Tennessee Lawmakers Introduce Bill To Allow Fathers To Veto Abortions

A bill introduced in the Tennessee General Assembly this week would allow a man who gets a woman pregnant to request an injunction barring her from having an abortion. 

The legislation, SB0494 in the Senate and HB1079 in the House, would require a court hearing to be held within 14 days of a petition being filed by the individual seeking an injunction. 

At the hearing, if the man can prove that he is the biological father and that there is a “reasonable probability” that the woman would obtain an abortion, the court shall issue an injunction prohibiting her from terminating the pregnancy. Proof of parenthood requires only that the petitioner acknowledges paternity. A DNA test is not required. 

If the woman violates the injunction by obtaining an abortion, the court may hold her in civil or criminal contempt. There are no exceptions for rape or incest. 

The legislation was sponsored by state Sen. Mark Pody (R) and state Rep. Jerry Sexton (R). 

If enacted into law, the measure is likely to be found unconstitutional. In the 1992 Planned Parenthood v. Casey decision, the Supreme Court struck down a state requirement that a woman notify her husband before she sought an abortion. 

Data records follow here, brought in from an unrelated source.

PR #1921, opened 2017-12-11
add new eventbrite service

jamesgorrie:
References #1790 

Adding an Eventbrite service.

The reason for this is that the public API for Eventbrite doesn't allow us to get the `sold_out` information.

The plan is to have the secrets as ENV vars, and then somehow to ECS to inject them at container start.

In the future, I can see this being useful for having Prismic create the Eventbrite events, cutting down on the content' team's work considerably.


jamesgorrie:
@wellcometrust/experience-dev out of `WIP`.

__Next up__
Terraform / Build / Deploy

jamesgorrie:
The URIs are not great, but I am just mimicking EB for consistency.
Maybe if this service expands, we can make it a little nicer.

eventbrite/app/package.json
```diff
@@ -0,0 +1,30 @@
...
+  },
+  "dependencies": {
+    "ava": "^0.24.0",
+    "babel-cli": "^6.26.0",
+    "babel-loader": "^7.1.2",
+    "babel-plugin-module-resolver": "^3.0.0",
+    "babel-plugin-transform-flow-strip-types": "^6.22.0",
+    "babel-preset-env": "^1.6.1",
+    "copy-webpack-plugin": "^4.2.3",
+    "dotenv": "^4.0.0",
```
jamesgorrie: Should be a dev dep.

PR #1922, opened 2017-12-11
Remove async-content placeholder and query the correct element

### LINKED ISSUE #1896: Digital story nav overlaying title
## Type

screen shot 2017-12-04 at 12 06 09

davidpmccormick:
Fixes #1896 

## Screenshot
screen shot 2017-12-11 at 16 51 58

### DIFF
--- a/client/js/components/async-content.js
+++ b/client/js/components/async-content.js
@@ -5,46 +5,45 @@ import shrinkStoriesNav from './shrink-stories-nav';
 export default function asyncContent(el, dispatch) {
   const component = el.getAttribute('data-component');
 
-  return fetch(`/async${el.getAttribute('data-endpoint')}`).then(resp => resp.json()).then(json => {
-    el.innerHTML = json.html;
+  return fetch(`/async${el.getAttribute('data-endpoint')}`)
+    .then(resp => resp.json())
+    .then(json => {
+      el.outerHTML = json.html;
 
-    if (component === 'series-nav') {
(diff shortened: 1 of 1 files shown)


davidpmccormick:
@wellcometrust/experience-dev here it is without the whitespace changes: https://github.com/wellcometrust/wellcomecollection.org/pull/1922/files?w=1

client/js/components/async-content.js
```diff
@@ -5,46 +5,45 @@ import shrinkStoriesNav from './shrink-stories-nav';
...
-          scrollToClickedItem: false
-        });
+      if (component === 'series-transporter') {
+        const dataModifiers = el.getAttribute('data-modifiers') || JSON.stringify({});
+        const parsedModifiers = JSON.parse(dataModifiers);
+        const modifiers = Object.keys(parsedModifiers)
+          .filter(modifier => modifier)
+          .concat(['transporter', 'in-content']);
+
+        const numberedListTransporter = document.querySelector('.js-numbered-list-transporter');
```
jamesgorrie: The reason we can't have this is if we have two async units on the same page, which I know we had somewhere, hence I made the change... I should've left a note.

jamesgorrie:
Saying that - this is a live bug, so it can go in, but can we come up with a solution to both?

davidpmccormick:
Yep, I'd like to solve the underlying issue, but my chops weren't there to do so yesterday. I'll merge this then have another look.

Similar efforts to allow fathers to veto abortions in other states have been unsuccessful. In 2014, a Missouri legislator introduced a bill that would have required doctors to receive “written, notarized consent” prior to performing an abortion from the man who got the woman pregnant. The bill did not receive a vote. 

Last summer, Tennessee passed a sweeping anti-abortion bill outlawing abortion once a doctor can detect cardiac activity in an embryo, which typically happens about six weeks into a pregnancy ― before most people would know they are pregnant. The measure was promptly blocked in court.

“This is an unconstitutional, insulting, and dangerous bill,” Francie Hunt, executive director of Tennessee Advocates for Planned Parenthood, said in a statement. “Nobody should have the power to make health care decisions for someone else — not a judge, a partner, and certainly not a rapist regardless of paternity.

“The priorities of Tennessee’s politicians are drastically out of step with constituents struggling through the coronavirus pandemic. The legislature needs to stop trying to distract the public from their leadership failures with increasingly stigmatizing abortion restrictions.”